Taking advantage of both elastic and inelastic tunneling processes of a molecule isolated at the double-barrier tunneling junction of a scanning tunneling microscope, both static and dynamic parts of the Hamiltonian can be visualized with submolecular resolution. This is illustrated by imaging Jahn-Teller (JT) driven vibronic dynamics within Zn-etioporphyrin (ZnEtio), in its various reduced forms, in what may be regarded as nature’s choice of a molecule as a controllable current switch. Unique interpretations are afforded through simultaneously recorded functional images, such as maps of: a) energy resolved differential current, b) spectrally resolved electroluminescence, c) conduction bistability, d) reduction/oxidation potentials (maps of charging and discharging).

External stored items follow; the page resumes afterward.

PR #275, opened 2026-09-17
pystacks: witness glibc's thread descriptor before reading through it

josefbacik:
## What this changes

The walker finds a thread's `PyThreadState` through the pthread TLS slot, which it reaches from the thread's glibc descriptor at hard-coded, head-anchored offsets: on x86-64 the descriptor is the thread pointer itself (`fsbase`; `specific_1stblock` at 0x310), on aarch64 / riscv64 it is derived from the clear-child-tid pointer glibc registers with the kernel (`&pthread->tid` at 0xd0). Nothing checked that the thread was laid out that way: a C library with another layout (musl keeps `tid` and the robust list 0x58 apart where glibc keeps them 0x10 apart), or a glibc that moved the fields, was read through the wrong offsets and yielded a garbage thread state.

Both architectures now derive the descriptor in one place (`get_glibc_pthread_descriptor`) and trust it only when the two pointers glibc registers with the kernel — the clear-child-tid pointer (`&pthread->tid`) and the robust-list pointer (`&pthread->robust_head`) — sit at the descriptor's expected offsets. A thread that fails the check reads no slot and reports no thread state, with a new `pthread_id_match` value (`PYSTACKS_PTHREAD_ID_NO_DESCRIPTOR`) saying why; the check reads `task_struct` fields only, never user memory, so it costs nothing on a thread it refuses.

Three diagnostics the walker already computed but could never observe — the global thread state (`_PyThreadState_Current`, 3.11 and older), the descriptor's `header.self` pointer on x86-64, and the pthread that bound the thread state (`PyThreadState.thread`) — were read with `bpf_probe_read_kernel` at user addresses, which fails on both architectures. They are user reads now, through the same helper as every other read of the traced process, so `pthread_id_match` is a live witness: MATCH means the descriptor derivation and the TLS-slot read landed on this thread's own structures (`pthread_self()` of the binding thread is the descriptor's address on glibc). The walker's no-frames returns hand the message header over, so a sample of a thread without frames carries the witness too, and the sampler resets the witness byte beside the frame count for a process the walker did not run on.

With `--pystacks-debug`, the walker's statistics print one line per process of how the witness read on its samples (`match=… mismatch=… no_descriptor=…`), which is what tells a thread without a thread state from a descriptor that was not glibc's.

## What consumers see

Nothing in the frame strings or the output columns changes. On a process whose C library is not glibc, or whose glibc lays the descriptor out otherwise than assumed, the walker used to read through wrong offsets and could emit garbage or `[Frame Error]` frames; it now emits nothing for that thread. The message header of a no-frames sample is copied into the ring event where it was left unset before; no consumer read those bytes.

## How it was verified

- Unit tests on the debug tally (the kinds render in a fixed order, only the kinds seen; the tally is per process; a value past the enum counts as `unknown`).
- The BPF object: the repository's load-shape gate (`bpf-load-shapes.yml`) builds the release object and loads every shape on the CI kernels; the diff adds no program or map — two `task_struct` reads and two compares in the descriptor helper, three reads switched from the kernel helper to the user-task helper, and a header-only copy on the no-frames path.
- Live captures of this head against a control built from the same base without this change, on QEMU guests built from nix (kernel 6.12.104 with BTF, glibc 2.42): x86-64 under KVM and aarch64 under TCG. On each guest, for both builds: `every_shape_loads` 36 of 36; `systing --duration 5 --sw-event --collect-pystacks --pystacks-debug` against a CPython 3.13.15 hot loop and against a workload three C→Python re-entries deep (and, on x86-64, the hot loop under CPython 3.14.7). The witness line read `match` on every sampled glibc thread and no other kind (x86-64: 5,001 / 5,001 / 5,001 samples; aarch64: 4,525 and 4,540 — the first observation of the arm64 robust-list derivation); the share of samples carrying Python frames was the control's on every capture (100 % of the workload's samples on both builds) and `[Frame Error]` was 0 on both. A musl 1.2.6 CPython 3.14.7 process beside a glibc one in the same x86-64 guest read `no_descriptor` on every one of its 4,937 samples and yielded no Python frames; the control yielded none from it either on this guest, so there the change names the reason rather than changing the outcome, and the glibc process beside it was unchanged.

Base: `main` at v1.21.2 (`0da3774e`) — rebased after #274 merged; one test-module block resolved (the retired name-rule test not re-added), no shared code hunk. Five files: `src/pystacks/bpf/include/pthread_helpers.bpf.c`, `src/pystacks/bpf/pystacks.bpf.c`, `src/pystacks/bpf/pystacks.bpf.h`, `src/bpf/systing_system.bpf.c`, `src/pystacks/stack_walker.rs`.

## Risk review

Run on the final diff (one commit). Each answer is tagged verified (read in the diff, the source or a CI log), inferred (follows from a read but was not exercised) or assumed.

- **One-way doors:** none. A revert restores the unchecked descriptor reads whole — verified: the diff changes no schema, table, column, file format, wire format or command-line flag; the new `pthread_id_match` value is one more member of an enum that lives only in the walker's per-run statistics, which are printed and never persisted; the ring event's header bytes were already part of the event's layout (they are now written where they were left unset).
- **Compat changes:** NO, in one respect — on a C library with another layout (musl) a thread now yields no Python frames where it yielded frames read through wrong offsets — verified at musl's own `pthread_impl.h` figures (the refusal is by construction: `tid` and the robust list sit 0x58 apart there against glibc's 0x10), and observed in the musl capture above (`no_descriptor` on every sample); on glibc, a thread whose descriptor passes the witness walks exactly as before — verified: the descriptor address is the one the previous code used, and the witness only refuses; observed on both architectures (the captures above). The native frames of such a thread are unchanged; no default changes; `--pystacks-debug` only adds one line per process to what it already printed. WHY: the frames that disappear were wrong by construction — the thread state was read from a garbage address, so the names and lines came from whatever memory sat there — and no reader can want them; old and new versions coexist (every capture is self-contained), so the change is right as cut.
- **Tradeoffs:** two `task_struct` reads and two compares per walk before any user read, in exchange for never reading a thread state through the wrong layout; the three diagnostics become user reads that can fault like any other, which is the point (they were failing silently) — verified in the diff; their cost is that of the reads the walker already makes (inferred, not measured; the captures' sample counts moved within run noise between the two builds).
- **Blast radius:** every capture with Python stack collection, on every architecture the walker supports (x86-64, aarch64, riscv64) — verified in the diff; on aarch64 the tid equation holds by construction (the descriptor is derived from the tid pointer), so the robust-list equation alone is the witness there — verified at the source and observed in the aarch64 captures above. The BPF object must pass the verifier — verified on the three CI kernels by the load-shape gate (every shape at the head) and on the two guest kernels above.
- **Rollback:** revert the pull request; the next capture runs the previous walker — verified: no state carries across captures.
- **How verified:** the unit tests and Clippy in CI's Test Suite, the load-shape gate on cos-125 / cos-129 / vmtest-6.12 (green at the rebased head), the review pass posted as a comment — verified in the CI runs; the glibc and musl offsets at their own headers (`nptl/descr.h`, `pthread_impl.h`) — verified at the source; the live captures above against a control build on x86-64 (KVM) and aarch64 (TCG) guests — verified in the guests' own logs (the load reports, the witness lines and the per-capture query tables).
- **Not checked:** a capture on real aarch64 hardware (the arm64 read above is under TCG emulation on a 6.12 guest kernel — the same derivation, not the same silicon); a musl process on aarch64, and a musl CPython 3.13 (only a 3.14 build was at hand); a glibc other than 2.42, or one laid out otherwise (the refusal path was exercised by musl only); the cost of the two added `task_struct` reads per walk (not measured); kernels beyond the CI and guest kernels — the first captures after the change on other kernels are the check, their bars in "How it was verified".


josefbacik:
### rust-bpf-code-reviewer verdict — `pystacks: witness glibc's thread descriptor before reading through it`

Executed in-session by the author over the full diff (five files: `src/pystacks/bpf/include/pthread_helpers.bpf.c`, `src/pystacks/bpf/pystacks.bpf.c`, `src/pystacks/bpf/pystacks.bpf.h`, `src/bpf/systing_system.bpf.c`, `src/pystacks/stack_walker.rs`).

**Summary of the change.** The glibc descriptor derivation moves into one helper for both architecture families (`get_glibc_pthread_descriptor`: x86-64 from the thread pointer, aarch64 / riscv64 from the clear-child-tid pointer) and is trusted only when the task's registered clear-child-tid and robust-list pointers sit at the descriptor's expected head-anchored offsets (`GLIBC_PTHREAD_{TID,ROBUST_HEAD,SPECIFIC_1STBLOCK}_OFFSET`: 0x2d0 / 0x2e0 / 0x310 on x86-64, 0xd0 / 0xe0 / 0x110 on the TLS-variant-1 architectures — the same numbers the old code hard-coded piecemeal); a refused descriptor yields no TLS-slot read, no thread state, and the new `PYSTACKS_PTHREAD_ID_NO_DESCRIPTOR` witness value. The three diagnostic reads at user addresses (`_PyThreadState_Current`, `header.self`, `PyThreadState.thread`) go through `bpf_probe_read_user_task` instead of `bpf_probe_read_kernel`; the global-state read is skipped when the process data carries no address. The walker's two no-frames returns hand back the header's length so `pystacks_read_stacks` copies the header alone (its `offsetof(struct pystacks_message, buffer)` bytes) into the ring event, and the sampler resets `pthread_id_match` beside `stack_len` in both event reserves. User space, in debug mode only, tallies the witness byte per process and prints one line per process with the statistics.

**Critical:** none. No map, program, section or attach form is added or removed; no schema change; no `Cargo.toml` edit; no new dependency. Every new memory access is bounded: the descriptor helper reads `task_struct` fields through `BPF_PROBE_READ` and compares scalars; the three converted reads are fixed 8-byte reads through the existing helper (which falls back to `bpf_probe_read_user` for a NULL task, as every other read of the target does); the header-only copy is a constant-size `bpf_probe_read_kernel` from the walker's own per-CPU heap into the ring event. The task-stacks iterator reads `stack_len` after a positive return and still returns 0 for a frameless message, so its behaviour is unchanged by the no-frames return value.

**Improvements:**
- Taken before commit: the `pthread_id_match` byte was reset only where the walker ran; the reset sits in both event reserves now, so a sample of a non-Python process cannot carry a stale witness from an earlier event in the same ring slot.
- Taken before commit: an eighth witness value (`NO_DESCRIPTOR`) instead of folding a refused descriptor into `THREAD_STATE_NULL`, so the debug tally tells a thread without a thread state from a descriptor that was not glibc's.

**Nits:**
- On the TLS-variant-1 architectures the clear-child-tid comparison in the helper is an identity by construction (the candidate is derived from that pointer); it is kept so both arms run the same two checks, and the robust-list comparison is the witness there.

**Mechanics:** the diff read as `git diff` of the staged tree against `main` at v1.21.0 in the branch's worktree; the glibc offsets checked against `struct pthread`'s generic-nptl layout and the musl figures against musl's `pthread_impl.h`; `rustfmt --check` bare on `stack_walker.rs`; clippy and the crate's tests are the repository's CI runs on this head, as is the load-shape gate for the BPF object.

We focus on the radical anion, ZnEtio^-, which is reduced by injecting an electron to a single ZnEtio molecule adsorbed on a thin aluminum oxide film grown on NiAl(110). In contrast with the neutral, the saddle-shaped radical anion lies flat on the surface of the oxide. The discharge map directly shows that the excess electron is localized in the ²p_x orbital of the entire porphyrin macrocycle, as a result of the JT active rectangular (B_1g) distortion of the molecule. The static JT potential leads to conduction bistability, with reversed switching polarity depending on whether tunneling electrons are injected in the occupied ²p_x orbital or the diamond (B_2g) coordinate which serves as a transition state that connects the p_x and p_y orbitals at the two B_1g minima. In addition to the JT switching, the dynamic JT states are directly imaged through electroluminescence spectra, induced by injection of a second electron in the anion. The spectra consist of a continuum due to radiative ionization of the dianion, and sharp Fano resonances of the vibronic progression of the JT active modes. A detailed analysis of the spectra yields the vibronic couplings and the wavefunctions. Vibronic structure is inherent in STM topographic images, and has hitherto not been fully recognized.